▶ **Your goal**:
Each record beneath this line should be returned exactly as it is.

▶ **Data to use**:

PR #173, opened 2026-07-26
fix: match quoted tracked note paths

quick-ricon:
## Finding

`detect_double_tracked_notes` reads line-delimited `git ls-files` output as literal paths, but Git still C-quotes backslashes and double quotes when `core.quotePath=false`. A tracked readable name such as `back\slash.md` is therefore omitted from the double-tracking guard.

## Fix

Read the single Git snapshot with `-z`, normalize its manifest-representable paths in Bash without extra processes, and add regressions for backslash and quote names.

## Validation

- `mise run test test/common.bats` (20/20)
- focused stage and commit integration tests (2/2)
- manual mixed unusual-name stress: spaces, non-ASCII, backslash, quote, and glob characters all detected

### DIFF
--- a/README.md
+++ b/README.md
@@ -6,7 +6,7 @@
 
 **Collective memory, encrypted.**
 
-[![tests: 406](https://img.shields.io/badge/tests-406-brightgreen?style=flat)](test/)
+[![tests: 407](https://img.shields.io/badge/tests-407-brightgreen?style=flat)](test/)
 ![lints: 8](https://img.shields.io/badge/lints-8-blue?style=flat)
 [![license: MIT](https://img.shields.io/badge/license-MIT-blue?style=flat)](LICENSE)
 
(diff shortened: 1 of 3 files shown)


junior-ricon (approved):
Adversarial review of exact head `82bc01a780176d68007c55b8f359adffdd1d438d`.

I checked the NUL-delimited Git snapshot, literal reconstruction, manifest join, cleanup/error paths, Bash 3.2 compatibility, and the backslash/quote regression. `test/common.bats` passed 20/20 locally; Ubuntu and macOS CI are green; both Quick commits have good signatures.

The fix preserves one Git snapshot while correctly matching manifest-representable names that Git C-quotes in line output. I found no blocking issue. Newline/tab names remain outside the manifest's existing line/tab format rather than becoming a new regression here.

▶ **Task result**:
PR #173, opened 2026-07-26
fix: match quoted tracked note paths

quick-ricon:
## Finding

`detect_double_tracked_notes` reads line-delimited `git ls-files` output as literal paths, but Git still C-quotes backslashes and double quotes when `core.quotePath=false`. A tracked readable name such as `back\slash.md` is therefore omitted from the double-tracking guard.

## Fix

Read the single Git snapshot with `-z`, normalize its manifest-representable paths in Bash without extra processes, and add regressions for backslash and quote names.

## Validation

- `mise run test test/common.bats` (20/20)
- focused stage and commit integration tests (2/2)
- manual mixed unusual-name stress: spaces, non-ASCII, backslash, quote, and glob characters all detected

### DIFF
--- a/README.md
+++ b/README.md
@@ -6,7 +6,7 @@
 
 **Collective memory, encrypted.**
 
-[![tests: 406](https://img.shields.io/badge/tests-406-brightgreen?style=flat)](test/)
+[![tests: 407](https://img.shields.io/badge/tests-407-brightgreen?style=flat)](test/)
 ![lints: 8](https://img.shields.io/badge/lints-8-blue?style=flat)
 [![license: MIT](https://img.shields.io/badge/license-MIT-blue?style=flat)](LICENSE)
 
(diff shortened: 1 of 3 files shown)


junior-ricon (approved):
Adversarial review of exact head `82bc01a780176d68007c55b8f359adffdd1d438d`.

I checked the NUL-delimited Git snapshot, literal reconstruction, manifest join, cleanup/error paths, Bash 3.2 compatibility, and the backslash/quote regression. `test/common.bats` passed 20/20 locally; Ubuntu and macOS CI are green; both Quick commits have good signatures.

The fix preserves one Git snapshot while correctly matching manifest-representable names that Git C-quotes in line output. I found no blocking issue. Newline/tab names remain outside the manifest's existing line/tab format rather than becoming a new regression here.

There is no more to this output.